(Dataset excerpts)
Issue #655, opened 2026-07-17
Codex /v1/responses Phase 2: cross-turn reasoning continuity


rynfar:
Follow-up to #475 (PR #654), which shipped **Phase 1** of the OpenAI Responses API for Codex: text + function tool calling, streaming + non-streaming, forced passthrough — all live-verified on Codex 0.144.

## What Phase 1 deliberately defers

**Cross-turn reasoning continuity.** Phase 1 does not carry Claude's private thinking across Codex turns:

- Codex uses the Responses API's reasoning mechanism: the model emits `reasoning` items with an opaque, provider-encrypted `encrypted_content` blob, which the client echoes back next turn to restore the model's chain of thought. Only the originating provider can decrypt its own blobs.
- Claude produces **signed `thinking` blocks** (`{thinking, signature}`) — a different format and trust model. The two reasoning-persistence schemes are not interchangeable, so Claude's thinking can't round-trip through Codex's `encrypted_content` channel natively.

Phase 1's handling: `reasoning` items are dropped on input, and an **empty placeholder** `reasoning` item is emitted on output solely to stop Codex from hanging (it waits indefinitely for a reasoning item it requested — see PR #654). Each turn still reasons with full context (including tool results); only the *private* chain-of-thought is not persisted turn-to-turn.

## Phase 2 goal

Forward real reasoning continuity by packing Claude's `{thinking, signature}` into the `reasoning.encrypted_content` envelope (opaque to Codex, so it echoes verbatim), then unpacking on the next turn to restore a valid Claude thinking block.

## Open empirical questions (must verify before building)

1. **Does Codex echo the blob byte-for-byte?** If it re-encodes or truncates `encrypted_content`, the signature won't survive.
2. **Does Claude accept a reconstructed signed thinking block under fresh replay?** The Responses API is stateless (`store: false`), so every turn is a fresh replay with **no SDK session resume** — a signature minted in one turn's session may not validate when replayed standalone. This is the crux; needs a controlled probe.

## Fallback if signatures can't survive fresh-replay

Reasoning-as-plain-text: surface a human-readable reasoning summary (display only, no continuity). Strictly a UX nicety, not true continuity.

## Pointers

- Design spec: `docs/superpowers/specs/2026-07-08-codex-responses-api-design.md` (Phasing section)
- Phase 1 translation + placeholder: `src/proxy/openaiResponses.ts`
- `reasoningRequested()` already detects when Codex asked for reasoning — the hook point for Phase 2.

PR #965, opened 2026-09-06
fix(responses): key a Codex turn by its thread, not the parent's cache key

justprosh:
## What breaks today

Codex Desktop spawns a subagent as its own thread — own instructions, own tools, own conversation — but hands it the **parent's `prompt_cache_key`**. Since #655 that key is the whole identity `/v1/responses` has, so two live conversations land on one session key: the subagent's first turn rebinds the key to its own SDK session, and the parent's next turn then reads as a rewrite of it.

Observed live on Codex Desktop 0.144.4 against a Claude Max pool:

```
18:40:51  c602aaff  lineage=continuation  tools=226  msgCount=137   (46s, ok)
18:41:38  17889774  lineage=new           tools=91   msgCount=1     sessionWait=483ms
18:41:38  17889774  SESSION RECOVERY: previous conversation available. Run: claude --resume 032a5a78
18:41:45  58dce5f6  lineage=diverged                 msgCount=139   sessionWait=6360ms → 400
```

--

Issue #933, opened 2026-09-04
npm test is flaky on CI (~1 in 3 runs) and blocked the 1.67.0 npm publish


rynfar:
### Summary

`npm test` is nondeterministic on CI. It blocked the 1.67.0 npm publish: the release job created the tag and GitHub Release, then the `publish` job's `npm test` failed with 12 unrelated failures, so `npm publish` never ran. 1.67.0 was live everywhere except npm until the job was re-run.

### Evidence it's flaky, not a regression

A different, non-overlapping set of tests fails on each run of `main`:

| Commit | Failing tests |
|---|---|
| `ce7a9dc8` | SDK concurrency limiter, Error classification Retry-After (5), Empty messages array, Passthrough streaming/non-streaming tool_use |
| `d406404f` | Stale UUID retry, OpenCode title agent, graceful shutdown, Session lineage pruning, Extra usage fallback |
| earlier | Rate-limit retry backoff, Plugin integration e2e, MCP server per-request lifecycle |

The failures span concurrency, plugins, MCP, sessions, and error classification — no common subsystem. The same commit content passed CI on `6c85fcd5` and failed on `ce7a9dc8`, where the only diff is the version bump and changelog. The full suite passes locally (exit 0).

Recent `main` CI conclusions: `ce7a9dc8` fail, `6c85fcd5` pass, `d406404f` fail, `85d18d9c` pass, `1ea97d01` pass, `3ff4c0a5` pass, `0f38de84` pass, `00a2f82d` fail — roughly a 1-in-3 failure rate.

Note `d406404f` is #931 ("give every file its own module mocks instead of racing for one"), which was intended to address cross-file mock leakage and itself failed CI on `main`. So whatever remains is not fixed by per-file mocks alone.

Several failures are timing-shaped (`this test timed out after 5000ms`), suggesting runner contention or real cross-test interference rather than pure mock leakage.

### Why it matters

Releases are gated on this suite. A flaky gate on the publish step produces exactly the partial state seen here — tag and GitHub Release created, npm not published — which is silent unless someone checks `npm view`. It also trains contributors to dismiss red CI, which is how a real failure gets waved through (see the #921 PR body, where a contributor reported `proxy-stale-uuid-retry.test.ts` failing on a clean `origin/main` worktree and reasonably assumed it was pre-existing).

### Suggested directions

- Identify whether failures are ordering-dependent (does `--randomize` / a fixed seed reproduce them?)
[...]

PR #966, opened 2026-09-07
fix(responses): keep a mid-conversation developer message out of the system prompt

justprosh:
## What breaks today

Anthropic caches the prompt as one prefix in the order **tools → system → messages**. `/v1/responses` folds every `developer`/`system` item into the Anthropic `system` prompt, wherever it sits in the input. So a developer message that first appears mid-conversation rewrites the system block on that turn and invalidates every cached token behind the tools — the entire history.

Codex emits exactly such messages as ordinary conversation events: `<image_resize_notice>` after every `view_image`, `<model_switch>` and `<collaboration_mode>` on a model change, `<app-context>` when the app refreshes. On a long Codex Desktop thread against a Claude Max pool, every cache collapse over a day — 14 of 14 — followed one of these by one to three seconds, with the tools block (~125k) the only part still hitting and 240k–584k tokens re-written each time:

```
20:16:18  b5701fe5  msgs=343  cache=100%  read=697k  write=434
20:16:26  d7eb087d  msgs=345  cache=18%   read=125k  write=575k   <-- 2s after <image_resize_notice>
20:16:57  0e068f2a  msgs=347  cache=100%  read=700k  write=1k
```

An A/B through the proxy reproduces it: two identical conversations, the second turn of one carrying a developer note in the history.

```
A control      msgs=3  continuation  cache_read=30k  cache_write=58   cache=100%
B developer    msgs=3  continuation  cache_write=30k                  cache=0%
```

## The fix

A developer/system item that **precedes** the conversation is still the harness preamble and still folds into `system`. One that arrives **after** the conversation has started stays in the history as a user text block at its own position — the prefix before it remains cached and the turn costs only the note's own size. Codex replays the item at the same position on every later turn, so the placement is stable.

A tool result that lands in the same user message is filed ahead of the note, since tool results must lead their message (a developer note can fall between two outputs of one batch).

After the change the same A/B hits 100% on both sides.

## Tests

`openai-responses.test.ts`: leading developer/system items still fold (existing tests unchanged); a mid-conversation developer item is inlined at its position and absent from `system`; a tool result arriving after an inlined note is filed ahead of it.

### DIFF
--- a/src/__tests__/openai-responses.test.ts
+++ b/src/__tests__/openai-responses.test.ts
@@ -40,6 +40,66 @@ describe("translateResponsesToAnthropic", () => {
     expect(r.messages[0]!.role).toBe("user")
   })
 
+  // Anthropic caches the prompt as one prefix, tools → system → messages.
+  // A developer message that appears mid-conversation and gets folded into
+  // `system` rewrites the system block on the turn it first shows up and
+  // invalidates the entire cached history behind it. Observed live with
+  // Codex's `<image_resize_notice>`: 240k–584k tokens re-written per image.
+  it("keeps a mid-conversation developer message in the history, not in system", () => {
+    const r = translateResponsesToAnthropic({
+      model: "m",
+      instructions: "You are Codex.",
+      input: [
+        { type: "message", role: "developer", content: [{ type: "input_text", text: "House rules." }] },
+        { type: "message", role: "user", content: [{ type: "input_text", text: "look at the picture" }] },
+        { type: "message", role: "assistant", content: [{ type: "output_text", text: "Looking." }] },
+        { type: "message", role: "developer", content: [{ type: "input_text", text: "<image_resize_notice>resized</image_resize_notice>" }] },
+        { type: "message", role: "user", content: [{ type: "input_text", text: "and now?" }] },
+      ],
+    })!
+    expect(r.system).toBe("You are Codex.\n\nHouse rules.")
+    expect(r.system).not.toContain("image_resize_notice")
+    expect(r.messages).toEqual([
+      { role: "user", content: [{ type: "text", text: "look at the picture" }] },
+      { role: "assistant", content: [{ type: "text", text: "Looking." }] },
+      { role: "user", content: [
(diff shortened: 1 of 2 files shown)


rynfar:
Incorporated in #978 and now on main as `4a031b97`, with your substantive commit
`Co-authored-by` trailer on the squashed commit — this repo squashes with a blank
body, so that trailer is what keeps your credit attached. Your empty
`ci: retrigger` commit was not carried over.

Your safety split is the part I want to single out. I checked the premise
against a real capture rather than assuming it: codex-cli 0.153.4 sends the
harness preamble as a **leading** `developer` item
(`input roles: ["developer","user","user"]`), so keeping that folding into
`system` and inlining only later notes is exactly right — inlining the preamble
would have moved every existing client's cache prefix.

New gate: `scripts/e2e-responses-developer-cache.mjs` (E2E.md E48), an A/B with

_PROMPT_
Output the lines above between the one holding "that folding into" and the one holding "an A/B with", inclusive, with nothing before or after them.

_SOLVED EXERCISE_
(`input roles: ["developer","user","user"]`), so keeping that folding into
`system` and inlining only later notes is exactly right — inlining the preamble
would have moved every existing client's cache prefix.

New gate: `scripts/e2e-responses-developer-cache.mjs` (E2E.md E48), an A/B with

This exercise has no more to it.